What to produce
Return the lines below that contain "against".

Records for this exercise
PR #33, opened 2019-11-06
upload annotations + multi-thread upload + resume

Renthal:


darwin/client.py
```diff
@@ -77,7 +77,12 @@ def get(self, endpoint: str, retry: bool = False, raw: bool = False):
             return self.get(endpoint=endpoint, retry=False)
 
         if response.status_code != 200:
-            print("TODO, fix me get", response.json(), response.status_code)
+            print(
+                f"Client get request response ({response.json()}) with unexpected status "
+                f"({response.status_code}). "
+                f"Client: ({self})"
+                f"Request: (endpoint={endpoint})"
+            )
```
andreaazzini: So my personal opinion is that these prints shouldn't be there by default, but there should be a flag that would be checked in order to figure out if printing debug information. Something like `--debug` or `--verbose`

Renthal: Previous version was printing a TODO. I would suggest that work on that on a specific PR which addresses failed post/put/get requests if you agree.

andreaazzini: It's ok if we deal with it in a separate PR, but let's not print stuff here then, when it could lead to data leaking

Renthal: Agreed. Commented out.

---

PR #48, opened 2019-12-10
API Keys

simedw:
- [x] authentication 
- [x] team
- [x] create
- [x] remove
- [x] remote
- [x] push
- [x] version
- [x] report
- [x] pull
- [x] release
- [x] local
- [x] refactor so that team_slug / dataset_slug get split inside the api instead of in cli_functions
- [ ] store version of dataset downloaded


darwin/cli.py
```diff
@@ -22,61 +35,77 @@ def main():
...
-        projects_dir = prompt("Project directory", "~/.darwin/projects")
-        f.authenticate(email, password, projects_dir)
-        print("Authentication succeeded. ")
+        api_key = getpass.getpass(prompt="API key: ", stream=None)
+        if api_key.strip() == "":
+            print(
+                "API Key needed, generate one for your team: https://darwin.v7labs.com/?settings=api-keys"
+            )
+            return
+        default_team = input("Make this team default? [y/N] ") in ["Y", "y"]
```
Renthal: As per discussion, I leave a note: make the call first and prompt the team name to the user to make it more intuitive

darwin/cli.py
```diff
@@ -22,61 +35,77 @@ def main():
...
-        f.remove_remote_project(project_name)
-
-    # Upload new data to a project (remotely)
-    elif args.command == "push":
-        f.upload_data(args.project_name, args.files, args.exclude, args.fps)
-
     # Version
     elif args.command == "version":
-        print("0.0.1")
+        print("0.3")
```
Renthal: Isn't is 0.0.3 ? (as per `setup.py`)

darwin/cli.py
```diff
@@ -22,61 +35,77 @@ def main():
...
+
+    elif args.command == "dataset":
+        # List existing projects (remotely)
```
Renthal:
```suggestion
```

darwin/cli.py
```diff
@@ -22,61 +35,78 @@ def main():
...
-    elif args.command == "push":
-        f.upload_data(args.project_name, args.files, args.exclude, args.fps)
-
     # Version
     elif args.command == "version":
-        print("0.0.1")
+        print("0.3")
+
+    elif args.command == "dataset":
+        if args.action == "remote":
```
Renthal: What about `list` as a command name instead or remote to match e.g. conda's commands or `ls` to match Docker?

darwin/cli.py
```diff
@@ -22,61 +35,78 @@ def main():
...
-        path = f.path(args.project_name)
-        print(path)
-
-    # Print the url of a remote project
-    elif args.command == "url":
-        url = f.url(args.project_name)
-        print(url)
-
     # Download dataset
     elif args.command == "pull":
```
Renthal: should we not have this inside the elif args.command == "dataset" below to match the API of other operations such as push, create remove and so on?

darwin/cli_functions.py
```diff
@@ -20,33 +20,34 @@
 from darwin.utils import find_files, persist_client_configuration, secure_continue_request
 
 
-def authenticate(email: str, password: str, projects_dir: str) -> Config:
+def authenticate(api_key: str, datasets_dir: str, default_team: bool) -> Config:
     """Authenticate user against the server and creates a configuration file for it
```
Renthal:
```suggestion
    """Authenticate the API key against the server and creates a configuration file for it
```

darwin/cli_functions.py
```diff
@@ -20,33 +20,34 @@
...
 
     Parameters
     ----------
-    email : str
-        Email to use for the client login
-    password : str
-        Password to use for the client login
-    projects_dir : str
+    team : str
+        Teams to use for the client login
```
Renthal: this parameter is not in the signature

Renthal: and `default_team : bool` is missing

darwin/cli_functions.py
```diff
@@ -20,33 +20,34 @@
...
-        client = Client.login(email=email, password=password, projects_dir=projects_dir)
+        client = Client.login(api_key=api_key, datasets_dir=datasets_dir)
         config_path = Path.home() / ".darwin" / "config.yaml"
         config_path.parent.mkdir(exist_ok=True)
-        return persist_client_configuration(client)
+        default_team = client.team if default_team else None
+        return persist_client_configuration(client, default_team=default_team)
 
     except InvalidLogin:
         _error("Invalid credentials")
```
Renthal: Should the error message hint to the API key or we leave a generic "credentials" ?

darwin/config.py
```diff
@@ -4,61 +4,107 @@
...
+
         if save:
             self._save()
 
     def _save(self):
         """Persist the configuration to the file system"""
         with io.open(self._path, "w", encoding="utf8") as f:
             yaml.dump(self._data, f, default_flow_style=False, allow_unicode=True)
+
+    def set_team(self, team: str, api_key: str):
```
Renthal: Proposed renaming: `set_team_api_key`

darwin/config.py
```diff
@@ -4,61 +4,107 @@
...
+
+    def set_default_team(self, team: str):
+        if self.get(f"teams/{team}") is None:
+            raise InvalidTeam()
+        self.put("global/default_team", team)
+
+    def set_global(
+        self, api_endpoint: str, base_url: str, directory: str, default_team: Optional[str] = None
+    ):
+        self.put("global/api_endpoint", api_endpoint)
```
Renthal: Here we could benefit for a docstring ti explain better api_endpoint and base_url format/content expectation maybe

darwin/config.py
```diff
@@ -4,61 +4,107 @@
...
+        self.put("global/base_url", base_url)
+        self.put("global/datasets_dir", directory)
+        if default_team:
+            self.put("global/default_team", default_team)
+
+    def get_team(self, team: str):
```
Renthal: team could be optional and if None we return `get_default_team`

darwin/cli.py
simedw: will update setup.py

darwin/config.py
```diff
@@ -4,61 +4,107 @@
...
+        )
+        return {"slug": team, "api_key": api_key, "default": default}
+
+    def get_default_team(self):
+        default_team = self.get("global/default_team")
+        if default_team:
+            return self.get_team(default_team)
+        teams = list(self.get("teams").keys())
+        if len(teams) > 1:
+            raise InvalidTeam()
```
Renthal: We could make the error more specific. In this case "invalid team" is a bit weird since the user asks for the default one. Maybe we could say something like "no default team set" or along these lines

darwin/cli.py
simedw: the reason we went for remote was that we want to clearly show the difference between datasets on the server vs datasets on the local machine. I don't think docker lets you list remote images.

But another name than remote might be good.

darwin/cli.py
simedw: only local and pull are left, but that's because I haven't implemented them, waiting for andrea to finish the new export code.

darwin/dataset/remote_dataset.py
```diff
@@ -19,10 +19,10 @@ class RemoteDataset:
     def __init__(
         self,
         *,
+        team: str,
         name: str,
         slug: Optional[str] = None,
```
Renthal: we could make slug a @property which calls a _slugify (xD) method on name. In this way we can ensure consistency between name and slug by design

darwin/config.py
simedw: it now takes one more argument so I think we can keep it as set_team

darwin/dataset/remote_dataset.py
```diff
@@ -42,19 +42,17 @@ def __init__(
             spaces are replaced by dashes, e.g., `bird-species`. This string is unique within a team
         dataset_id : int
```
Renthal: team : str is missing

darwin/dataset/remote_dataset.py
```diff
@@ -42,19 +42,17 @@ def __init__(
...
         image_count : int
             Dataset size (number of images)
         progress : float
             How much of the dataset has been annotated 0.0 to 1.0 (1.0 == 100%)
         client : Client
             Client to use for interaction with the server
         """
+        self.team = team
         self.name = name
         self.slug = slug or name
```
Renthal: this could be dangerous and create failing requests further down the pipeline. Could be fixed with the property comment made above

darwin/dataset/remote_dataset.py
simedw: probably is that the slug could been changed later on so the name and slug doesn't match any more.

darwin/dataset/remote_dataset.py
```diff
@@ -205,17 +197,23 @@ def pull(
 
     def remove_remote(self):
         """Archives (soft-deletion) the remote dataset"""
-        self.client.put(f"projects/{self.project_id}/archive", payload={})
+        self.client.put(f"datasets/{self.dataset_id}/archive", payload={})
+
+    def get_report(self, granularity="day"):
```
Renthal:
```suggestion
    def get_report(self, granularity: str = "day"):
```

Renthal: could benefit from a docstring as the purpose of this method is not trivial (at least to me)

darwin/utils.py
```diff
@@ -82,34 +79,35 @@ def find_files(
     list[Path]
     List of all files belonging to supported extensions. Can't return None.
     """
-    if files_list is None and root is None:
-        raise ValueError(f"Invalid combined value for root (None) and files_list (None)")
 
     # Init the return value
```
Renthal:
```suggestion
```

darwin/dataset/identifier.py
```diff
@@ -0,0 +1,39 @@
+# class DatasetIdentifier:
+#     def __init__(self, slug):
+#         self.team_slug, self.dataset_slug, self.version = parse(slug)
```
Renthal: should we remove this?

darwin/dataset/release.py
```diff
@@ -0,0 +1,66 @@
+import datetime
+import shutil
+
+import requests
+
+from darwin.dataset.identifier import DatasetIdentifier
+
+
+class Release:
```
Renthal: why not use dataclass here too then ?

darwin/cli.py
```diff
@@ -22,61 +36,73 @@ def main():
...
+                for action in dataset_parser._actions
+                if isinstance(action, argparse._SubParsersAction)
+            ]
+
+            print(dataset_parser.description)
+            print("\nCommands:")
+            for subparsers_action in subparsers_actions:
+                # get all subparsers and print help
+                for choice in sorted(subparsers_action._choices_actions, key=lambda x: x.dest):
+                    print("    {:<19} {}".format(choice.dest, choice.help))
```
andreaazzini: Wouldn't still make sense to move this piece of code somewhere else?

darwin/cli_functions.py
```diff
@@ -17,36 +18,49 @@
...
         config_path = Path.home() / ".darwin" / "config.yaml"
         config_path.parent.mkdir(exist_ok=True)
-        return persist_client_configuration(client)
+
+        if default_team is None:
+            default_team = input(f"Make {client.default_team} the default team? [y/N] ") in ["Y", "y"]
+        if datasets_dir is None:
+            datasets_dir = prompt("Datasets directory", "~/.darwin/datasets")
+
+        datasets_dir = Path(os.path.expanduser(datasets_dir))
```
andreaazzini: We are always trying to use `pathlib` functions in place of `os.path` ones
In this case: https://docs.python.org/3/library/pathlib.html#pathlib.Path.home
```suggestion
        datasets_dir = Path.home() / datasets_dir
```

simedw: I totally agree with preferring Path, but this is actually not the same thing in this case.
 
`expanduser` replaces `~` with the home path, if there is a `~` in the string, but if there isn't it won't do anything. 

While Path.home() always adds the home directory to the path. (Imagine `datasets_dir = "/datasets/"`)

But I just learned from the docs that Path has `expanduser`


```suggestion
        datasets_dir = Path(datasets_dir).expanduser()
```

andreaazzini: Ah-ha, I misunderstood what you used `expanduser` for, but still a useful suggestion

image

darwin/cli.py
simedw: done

Task output
     """Authenticate user against the server and creates a configuration file for it
    """Authenticate the API key against the server and creates a configuration file for it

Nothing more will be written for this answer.